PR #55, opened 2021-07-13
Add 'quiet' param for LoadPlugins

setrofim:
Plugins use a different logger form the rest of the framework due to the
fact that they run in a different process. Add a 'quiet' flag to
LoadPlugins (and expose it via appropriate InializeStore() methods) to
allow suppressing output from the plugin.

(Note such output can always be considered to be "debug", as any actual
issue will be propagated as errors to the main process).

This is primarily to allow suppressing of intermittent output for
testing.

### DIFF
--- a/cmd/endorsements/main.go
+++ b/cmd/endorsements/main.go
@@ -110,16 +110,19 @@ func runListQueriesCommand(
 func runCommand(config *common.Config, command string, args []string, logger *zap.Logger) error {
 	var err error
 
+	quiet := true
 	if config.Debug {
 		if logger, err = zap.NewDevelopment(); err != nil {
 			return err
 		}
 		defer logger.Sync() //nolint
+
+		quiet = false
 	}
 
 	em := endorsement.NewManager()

━━━━

Where does "quiet" appear in the records above? Copy each line that holds it.

Add 'quiet' param for LoadPlugins
fact that they run in a different process. Add a 'quiet' flag to
+	quiet := true
+		quiet = false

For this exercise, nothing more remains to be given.